Repeat, exactly as written, the line containing "--- a/src/widgets/_lists.scss" and each line after it through the end of the data.

· · ·

PR #863, opened 2020-10-21
Show selection and focus in Grids and Lists

### LINKED ISSUE #781: Focus/selection styles in treeview
We have focus/selection styles for Gtk.ListBox but not Gtk.Treeview

danrabbit:
Fixes #781 

Yo dawg I heard you like to get around with a keyboard

Shows focus and selection in flowboxes, listboxes, icon views, and treeviews such as in:
* Files
* System Settings
* Music
* Videos
* And More!

Does not work for the applications menu because that is a bunch of buttons in a grid. Gross

### DIFF
--- a/src/widgets/_lists.scss
+++ b/src/widgets/_lists.scss
@@ -6,13 +6,13 @@ list {
     }
 
     row {
+        &:focus,
         &:selected {
-            background-color: rgba($fg-color, 0.1);
+            background: rgba($fg-color, 0.15);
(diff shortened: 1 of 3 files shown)


cassidyjames (approved):
For some reason my brain is telling me that focus and selected should not always necessarily be the same… maybe in the case of multi-select or something? But for now, this is a huge usability improvement and we can address that if/when it comes up.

· · ·

## SOLUTION
--- a/src/widgets/_lists.scss
+++ b/src/widgets/_lists.scss
@@ -6,13 +6,13 @@ list {
     }
 
     row {
+        &:focus,
         &:selected {
-            background-color: rgba($fg-color, 0.1);
+            background: rgba($fg-color, 0.15);
(diff shortened: 1 of 3 files shown)


cassidyjames (approved):
For some reason my brain is telling me that focus and selected should not always necessarily be the same… maybe in the case of multi-select or something? But for now, this is a huge usability improvement and we can address that if/when it comes up.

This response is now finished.